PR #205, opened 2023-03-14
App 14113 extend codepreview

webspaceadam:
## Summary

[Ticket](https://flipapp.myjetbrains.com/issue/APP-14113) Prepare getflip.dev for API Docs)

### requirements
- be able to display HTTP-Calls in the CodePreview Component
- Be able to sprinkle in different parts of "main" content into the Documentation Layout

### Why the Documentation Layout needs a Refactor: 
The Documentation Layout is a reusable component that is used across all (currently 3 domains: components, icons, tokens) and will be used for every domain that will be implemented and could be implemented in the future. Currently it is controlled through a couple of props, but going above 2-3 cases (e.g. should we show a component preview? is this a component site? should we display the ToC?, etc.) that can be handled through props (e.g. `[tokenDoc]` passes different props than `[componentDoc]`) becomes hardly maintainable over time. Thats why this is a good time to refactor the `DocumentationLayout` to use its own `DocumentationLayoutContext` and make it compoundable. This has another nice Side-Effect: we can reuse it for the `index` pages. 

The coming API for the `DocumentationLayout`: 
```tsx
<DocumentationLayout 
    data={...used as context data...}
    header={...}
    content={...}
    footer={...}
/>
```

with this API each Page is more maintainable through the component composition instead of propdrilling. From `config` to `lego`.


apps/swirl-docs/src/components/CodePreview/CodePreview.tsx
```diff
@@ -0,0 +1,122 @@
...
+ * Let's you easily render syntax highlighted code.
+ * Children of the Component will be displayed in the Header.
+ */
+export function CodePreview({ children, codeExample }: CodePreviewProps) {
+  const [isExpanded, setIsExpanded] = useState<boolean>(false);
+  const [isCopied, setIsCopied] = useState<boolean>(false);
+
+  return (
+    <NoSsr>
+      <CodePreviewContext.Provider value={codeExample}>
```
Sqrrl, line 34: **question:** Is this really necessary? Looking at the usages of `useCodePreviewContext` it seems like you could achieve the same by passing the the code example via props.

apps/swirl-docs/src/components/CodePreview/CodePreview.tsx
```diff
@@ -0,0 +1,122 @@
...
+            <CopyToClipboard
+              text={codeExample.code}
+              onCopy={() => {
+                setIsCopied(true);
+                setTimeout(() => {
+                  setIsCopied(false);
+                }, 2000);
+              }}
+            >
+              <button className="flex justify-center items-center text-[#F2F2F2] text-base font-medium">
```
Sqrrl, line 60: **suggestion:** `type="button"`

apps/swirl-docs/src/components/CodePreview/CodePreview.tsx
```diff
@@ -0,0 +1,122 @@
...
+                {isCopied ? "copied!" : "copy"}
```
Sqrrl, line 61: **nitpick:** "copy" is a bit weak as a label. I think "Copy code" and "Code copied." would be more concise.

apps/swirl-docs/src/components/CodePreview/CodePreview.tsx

________________

• _EXERCISE_
From the first line of the data above through the line containing "The Documentation Layout is", set each line down again exactly; include both ends and omit everything else.

• _OUTPUT FOR THIS EXERCISE_
PR #205, opened 2023-03-14
App 14113 extend codepreview

webspaceadam:
## Summary

[Ticket](https://flipapp.myjetbrains.com/issue/APP-14113) Prepare getflip.dev for API Docs)

### requirements
- be able to display HTTP-Calls in the CodePreview Component
- Be able to sprinkle in different parts of "main" content into the Documentation Layout

### Why the Documentation Layout needs a Refactor: 
The Documentation Layout is a reusable component that is used across all (currently 3 domains: components, icons, tokens) and will be used for every domain that will be implemented and could be implemented in the future. Currently it is controlled through a couple of props, but going above 2-3 cases (e.g. should we show a component preview? is this a component site? should we display the ToC?, etc.) that can be handled through props (e.g. `[tokenDoc]` passes different props than `[componentDoc]`) becomes hardly maintainable over time. Thats why this is a good time to refactor the `DocumentationLayout` to use its own `DocumentationLayoutContext` and make it compoundable. This has another nice Side-Effect: we can reuse it for the `index` pages. 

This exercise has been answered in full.